Successor to SegDupAnnotation.

❗ Caution: This workflow is under active development. The main branch should run without any errors, but feel free reach out for assistance or submit a bug report in case you run into any problems or notice any errors.

Usage

Usage guide is listed in order of ease of use and portability.
Internet access is required for snakemake to download the docker image and conda environments.

Singularity

Install Snakemake and Singularity.
Clone github repository.
Create configuration file per config/README.md specifications.
- If necessary don't forget to use the 'override_mem' and 'override_num_cores' parameters.
From repository root, run (which will automatically download and run the dockerfile from within singularity):
- snakemake -c 1 -j 250 --use-singularity --use-conda --singularity-args " --bind \<path to an input file\>\[,\path to another input file\] "
- Don't forget to bind paths of input files per the given config file.

Bare Metal with Conda

Install Snakemake and Mamba.
Clone github repository.
Create configuration file per config/README.md specifications.
From repository root, run (which will automatically download and use pre-defined conda environments):
- snakemake -c 1 -j 250 --use-conda

Bare Metal with Conda and SLURM

Install Snakemake and Mamba.
Clone github repository.
Create configuration file per config/README.md specifications.
From repository root, run (which will automatically download and use pre-defined conda environments):
- snakemake -c 1 -j 250 --use-conda --slurm --default-resources slurm_account=\<your SLURM account\> slurm_partition=\<your SLURM partition\>, or
- snakemake -c 1 -j 250 --use-conda --cluster "sbatch -c {resources.cpus_per_task} --mem={resources.mem_mb}MB --time={resources.runtime} --account=\<your SLURM account\> --partition=\<your SLURM partition\>"

Bare Metal

Ensure all dependencies are installed on the system.
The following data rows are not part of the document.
PR #736, opened 2020-11-11
extstore: use fcntl locking on disk file

dormando:
if you accidentally start memcached with the same options twice,
extstore is initiated before the listener sockets and will happily
truncate its own file.

So this avoids that. Keep in mind any other process can still wipe the
file clean!

### DIFF
--- a/extstore.c
+++ b/extstore.c
@@ -253,15 +253,32 @@ void *extstore_init(struct extstore_conf_file *fh, struct extstore_conf *cf,
     e->page_size = cf->page_size;
     uint64_t temp_page_count = 0;
     for (f = fh; f != NULL; f = f->next) {
-        f->fd = open(f->file, O_RDWR | O_CREAT | O_TRUNC, 0644);
+        f->fd = open(f->file, O_RDWR | O_CREAT, 0644);
         if (f->fd < 0) {
             *res = EXTSTORE_INIT_OPEN_FAIL;
 #ifdef EXTSTORE_DEBUG
-            perror("open");
+            perror("extstore open");
 #endif
             free(e);
             return NULL;
         }
+        // use an fcntl lock to help avoid double starting.
+        struct flock lock;
+        lock.l_type = F_WRLCK;
+        lock.l_start = 0;
+        lock.l_whence = SEEK_SET;
+        lock.l_len = 0;
+        if (fcntl(f->fd, F_SETLK, &lock) < 0) {
+            *res = EXTSTORE_INIT_OPEN_FAIL;
+            free(e);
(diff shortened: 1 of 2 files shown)


extstore.c
```diff
@@ -253,15 +253,32 @@ void *extstore_init(struct extstore_conf_file *fh, struct extstore_conf *cf,
...
             free(e);
             return NULL;
         }
+        // use an fcntl lock to help avoid double starting.
+        struct flock lock;
+        lock.l_type = F_WRLCK;
+        lock.l_start = 0;
+        lock.l_whence = SEEK_SET;
+        lock.l_len = 0;
+        if (fcntl(f->fd, F_SETLK, &lock) < 0) {
```
smukil, line 271: lockf() seems to do the same thing in a more concise way, but if you're worried about portability, this would be better.

Also, reading the docs, fcntl() seems preferrable to flock() for our case here.

extstore.c
```diff
@@ -253,15 +253,32 @@ void *extstore_init(struct extstore_conf_file *fh, struct extstore_conf *cf,
...
+            *res = EXTSTORE_INIT_OPEN_FAIL;
```
smukil, line 272: nit: Not important, but maybe a "goto failure" block.

smukil (approved):
LGTM. Couple of minor comments.

pkarumanchi9 (approved):

extstore.c
dormando: portability is a concern yes. this was the oldest method I could find :)

extstore.c
dormando: that crossed my mind while doing this; but since there's another big PR open on extstore currently I want to keep the line changes to a minimum to save time on rebase.

extstore.c
```diff
@@ -253,15 +253,32 @@ void *extstore_init(struct extstore_conf_file *fh, struct extstore_conf *cf,
...
+            free(e);
```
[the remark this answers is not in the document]
dormando: looks like I dropped the close back when this became a loop. Will need to circle back after the other outstanding PR is dealt with and use an error section to properly loop close all FD's. Since it kills the application any freeing/closing is just to satisfy people's static analyzers anyway.

dormando:
none of you said "needs a test!" ;)

I'll be adding a test in a bit then sending this through next I think. just had an adventure fixing a portability issue in freebsd to get the build clean first.

dormando:
added quick test, pushed to `next` for the full buildbot treatment.

dormando:
released in 1.6.9!

PR #737, opened 2020-11-15
Expose memory_file path in stats settings

LINKIWI:
This change proposes the ability to read back the wam restart memory file path in a `stats settings` command, in similar spirit as some other options like `ssl_chain_cert`. We have found this useful when querying metrics targeting only clusters with warm restart enabled (since `stats settings` output is scraped into the metrics system).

For a list reference 'workflow/envs'.
Clone github repository.
Create configuration file per config/README.md specifications.
From repository root, run:
- snakemake -c 1 -j 250

My Bare Metal with SLURM commands

conda activate sda
Then I run:
- snakemake -c 1 -j 250 -k --slurm --default-resources slurm_account=mchaisso_100 slurm_partition=qcb, or
- snakemake -c 1 -j 250 -k --use-conda --cluster "sbatch -c {resources.cpus_per_task} --mem={resources.mem_mb}MB --time={resources.runtime} --account=mchaisso_100 --partition=qcb --output=slurm-logs/slurm-%j.out"

Salient Output File Specifications

results/G01_dups_<isoform_grouping_type>.bed

Column	Description
#chr	Gene copy's position in assembly.
start	^
end	^
gene	Gene name.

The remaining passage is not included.